> _TASK INSTRUCTIONS_
From the entries that follow, list every line in which the string "works" appears.

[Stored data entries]
PR #10379, opened 2024-04-05
Go rewrite example templates (part 1)

zli82016:
1. (Part 1) Convert the example templates to Go templates with the [script](https://github.com/zli82016/magic-modules/blob/go-rewrite-example-templates-script/mmv1/example-template-converter.go)
2. The script doesn't work with a couple of example templates. I rewrite these templates to work with the script. 
  * mmv1/templates/terraform/examples/network_endpoints.tf.erb
  * mmv1/templates/terraform/examples/access_context_manager_access_policy_scoped.tf.erb
  * mmv1/templates/terraform/examples/bigquerydatatransfer_config_scheduled_query.tf.erb

```release-note:none

```

### DIFF
--- a/mmv1/templates/terraform/examples/bigquerydatatransfer_config_scheduled_query.tf.erb
+++ b/mmv1/templates/terraform/examples/bigquerydatatransfer_config_scheduled_query.tf.erb
@@ -25,7 +25,7 @@ resource "google_bigquery_data_transfer_config" "<%= ctx[:primary_resource_id] %
 resource "google_bigquery_dataset" "my_dataset" {
   depends_on = [google_project_iam_member.permissions]
 
-  dataset_id    = "<%= ctx[:vars]['dataset_id'].delete("-") %>"
+  dataset_id    = "<%= ctx[:vars]['dataset_id'] %>"
   friendly_name = "foo"
   description   = "bar"
   location      = "asia-northeast1"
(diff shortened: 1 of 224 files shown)


mmv1/templates/terraform/examples/bigquerydatatransfer_config_scheduled_query.tf.erb
```diff
@@ -25,7 +25,7 @@ resource "google_bigquery_data_transfer_config" "<%= ctx[:primary_resource_id] %
 resource "google_bigquery_dataset" "my_dataset" {
   depends_on = [google_project_iam_member.permissions]
 
-  dataset_id    = "<%= ctx[:vars]['dataset_id'].delete("-") %>"
+  dataset_id    = "<%= ctx[:vars]['dataset_id'] %>"
```
c2thorn, line 28: what did this do before? I guess it's not needed?

zli82016: It deletes the `-` from the value of dataset_id. Yes, it is not needed.   The value of `dataset_id` is `my_dataset` and doesn't have `-`

https://github.com/GoogleCloudPlatform/magic-modules/blob/main/mmv1/products/bigquerydatatransfer/Config.yaml#L48

c2thorn (approved):

c2thorn:
@NickElliot fyi

PR #10383, opened 2024-04-05
Add enable_google_ml_integration setting to google_sql_database_insta…

rsm3171990:
This PR adds support for the new field enable_google_ml_integration to google_sql_database_instance settings. This new field is only available for google.golang.org/api v0.170.0 or after. Locally tested the change and it works. Added Acctests (unit tests) and they passed.

Fixes https://github.com/hashicorp/terraform-provider-google/issues/17785

```
sql: added `enable_google_ml_integration` field to `google_sql_database_instance` resource settings

```


melinath:
It looks like the SQL user failure is known and probably unrelated: https://github.com/hashicorp/terraform-provider-google/issues/16704

melinath (approved):
LGTM

PR #10386, opened 2024-04-05
Made TestAccLoggingProjectSink_default use a separate project

melinath:
Fixed https://github.com/hashicorp/terraform-provider-google/issues/16701.

```release-note:none

```


melinath:
Based on https://cloud.google.com/logging/docs/default-settings it sounds like the default log sink is either enabled or disabled in new projects based on a setting at a higher level, and maybe can't actually be controlled directly.

melinath:
@pengq-google FYI in case you want to take a look

c2thorn (approved):

pengq-google:
Thanks! ^_^

PR #10389, opened 2024-04-08
Minor fix to address ambiguity in error message.

spapi17:

```release-note:enhancement
composer: fixed validation on `google_composer_environment` resource so it will identify a disallowed upgrade to Composer 3 before attempting to provide feedback that's specific to using Composer 3
```


spapi17:
Hi @SarahFrench, could you please take a look?

SarahFrench (approved):

PR #10401, opened 2024-04-09
Show diff for computed nested labels fields when creating resources

zli82016:
fixes https://github.com/hashicorp/terraform-provider-google/issues/17756

Error
```
Error: Provider produced inconsistent final plan
│ 
│ When expanding the plan for module.cloud_run.google_cloud_run_service.main
│ to include new values learned so far during apply, provider
│ "registry.terraform.io/hashicorp/google-beta" produced an invalid new value
│ for .metadata[0].labels: was null, but now
```

Resource `google_cloud_run_service` and `google_cloud_run_domain_mapping` have nested labels fields `metadata.0.labels` and `metadata.0.annotations`. 

In the CustomizeDiff function [SetMetadataLabelsDiff](https://github.com/GoogleCloudPlatform/magic-modules/blob/main/mmv1/third_party/terraform/tpgresource/labels.go#L134), `SetNew` is applied on "metadata" field with the object including `terraform_labels` and `effective_labels`. It introduced two bugs.
1. when creating resource, computed `metadata.0.labels` and `metadata.0.annotations` fields don't appear in terraform plan  
2. After creating the resource with the normal labels value, and then updating the labels fields with the computed value will fail, similar to root labels field  https://github.com/hashicorp/terraform-provider-google/issues/16217. 
This bug cannot be fixed with the similar way in https://github.com/GoogleCloudPlatform/magic-modules/pull/10182.
The reason is that `metadata.0.terraform_labels` and `metadat.0.effective_labels` fields cannot be set to computed due to a bug that SetNew doesn't work on nested fields
in terraform sdk https://github.com/hashicorp/terraform-plugin-sdk/issues/459

The solution to fix these two bugs in my mind is to move `terraform_labels` and `effective_labels` to root level in provider release 6.0.
Before the release 6.0, the first bug can be fixed in this PR and I don't find an easy way to fix the second bug.

```release-note:bug
cloudrun: fixed the bug that computed `metadata.0.labels` and `metadata.0.annotations` fields don't appear in terraform plan when creating resource `google_cloud_run_service` and `google_cloud_run_domain_mapping`
```

### DIFF
--- a/mmv1/third_party/terraform/tpgresource/annotations.go
+++ b/mmv1/third_party/terraform/tpgresource/annotations.go
@@ -54,8 +54,8 @@ func SetMetadataAnnotationsDiff(_ context.Context, d *schema.ResourceDiff, meta 
 
 	// Fix the bug that the computed and nested "annotations" field disappears from the terraform plan.
 	// https://github.com/hashicorp/terraform-provider-google/issues/17756
-	// The bug is introducted by SetNew on "metadata" field with the object including "effective_annotations".
-	// "effective_annotations" cannot be set directrly due to a bug that SetNew doesn't work on nested fields
+	// The bug is introduced by SetNew on "metadata" field with the object including "effective_annotations".
+	// "effective_annotations" cannot be set directly due to a bug that SetNew doesn't work on nested fields
 	// in terraform sdk.
 	// https://github.com/hashicorp/terraform-plugin-sdk/issues/459
 	if !d.GetRawPlan().GetAttr("metadata").AsValueSlice()[0].GetAttr("annotations").IsWhollyKnown() {
--- a/mmv1/third_party/terraform/tpgresource/annotations.go
+++ b/mmv1/third_party/terraform/tpgresource/annotations.go
@@ -52,6 +52,16 @@ func SetMetadataAnnotationsDiff(_ context.Context, d *schema.ResourceDiff, meta 
 		return nil
 	}
 
+	// Fix the bug that the computed and nested "annotations" field disappears from the terraform plan.
+	// https://github.com/hashicorp/terraform-provider-google/issues/17756
+	// The bug is introducted by SetNew on "metadata" field with the object including "effective_annotations".
+	// "effective_annotations" cannot be set directrly due to a bug that SetNew doesn't work on nested fields
+	// in terraform sdk.
+	// https://github.com/hashicorp/terraform-plugin-sdk/issues/459
+	if !d.GetRawPlan().GetAttr("metadata").AsValueSlice()[0].GetAttr("annotations").IsWhollyKnown() {
+		return nil
+	}
+
 	raw := d.Get("metadata.0.annotations")
 	if raw == nil {
 		return nil
--- a/mmv1/third_party/terraform/tpgresource/labels.go
+++ b/mmv1/third_party/terraform/tpgresource/labels.go
@@ -139,8 +139,8 @@ func SetMetadataLabelsDiff(_ context.Context, d *schema.ResourceDiff, meta inter
 
 	// Fix the bug that the computed and nested "labels" field disappears from the terraform plan.
 	// https://github.com/hashicorp/terraform-provider-google/issues/17756
-	// The bug is introducted by SetNew on "metadata" field with the object including terraform_labels and effective_labels.
-	// "terraform_labels" and "effective_labels" cannot be set directrly due to a bug that SetNew doesn't work on nested fields
+	// The bug is introduced by SetNew on "metadata" field with the object including terraform_labels and effective_labels.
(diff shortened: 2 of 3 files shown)


mmv1/third_party/terraform/tpgresource/annotations.go
```diff
@@ -52,6 +52,16 @@ func SetMetadataAnnotationsDiff(_ context.Context, d *schema.ResourceDiff, meta
 		return nil
 	}
 
+	// Fix the bug that the computed and nested "annotations" field disappears from the terraform plan.
+	// https://github.com/hashicorp/terraform-provider-google/issues/17756
+	// The bug is introducted by SetNew on "metadata" field with the object including "effective_annotations".
```
rafaeltello, line 57: nit: introduced

mmv1/third_party/terraform/tpgresource/annotations.go
```diff
@@ -52,6 +52,16 @@ func SetMetadataAnnotationsDiff(_ context.Context, d *schema.ResourceDiff, meta
...
+	// "effective_annotations" cannot be set directrly due to a bug that SetNew doesn't work on nested fields
```
rafaeltello, line 58: nit: directly

mmv1/third_party/terraform/tpgresource/labels.go
```diff
@@ -137,6 +137,16 @@ func SetMetadataLabelsDiff(_ context.Context, d *schema.ResourceDiff, meta inter
 		return nil
 	}
 
+	// Fix the bug that the computed and nested "labels" field disappears from the terraform plan.
+	// https://github.com/hashicorp/terraform-provider-google/issues/17756
+	// The bug is introducted by SetNew on "metadata" field with the object including terraform_labels and effective_labels.
```
rafaeltello, line 142: nit: introduced

mmv1/third_party/terraform/tpgresource/labels.go
```diff
@@ -137,6 +137,16 @@ func SetMetadataLabelsDiff(_ context.Context, d *schema.ResourceDiff, meta inter
...
+	// "terraform_labels" and "effective_labels" cannot be set directrly due to a bug that SetNew doesn't work on nested fields
```
rafaeltello, line 143: nit: directly

rafaeltello (approved):

zli82016:
The failed test is unrelated

mmv1/third_party/terraform/tpgresource/annotations.go
```diff
@@ -52,6 +52,16 @@ func SetMetadataAnnotationsDiff(_ context.Context, d *schema.ResourceDiff, meta
...
 	}
 
+	// Fix the bug that the computed and nested "annotations" field disappears from the terraform plan.
+	// https://github.com/hashicorp/terraform-provider-google/issues/17756
+	// The bug is introduced by SetNew on "metadata" field with the object including "effective_annotations".
+	// "effective_annotations" cannot be set directly due to a bug that SetNew doesn't work on nested fields
+	// in terraform sdk.
+	// https://github.com/hashicorp/terraform-plugin-sdk/issues/459
+	if !d.GetRawPlan().GetAttr("metadata").AsValueSlice()[0].GetAttr("annotations").IsWhollyKnown() {
+		return nil
```
rileykarson, line 62: At creation time this works because we'll keep the `effective_annotations` value unknown (/(known after apply) as it appears to end users) as a result of this, right?

rileykarson (approved):

mmv1/third_party/terraform/tpgresource/annotations.go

> _TASK OUTPUT_
This PR adds support for the new field enable_google_ml_integration to google_sql_database_instance settings. This new field is only available for google.golang.org/api v0.170.0 or after. Locally tested the change and it works. Added Acctests (unit tests) and they passed.
rileykarson, line 62: At creation time this works because we'll keep the `effective_annotations` value unknown (/(known after apply) as it appears to end users) as a result of this, right?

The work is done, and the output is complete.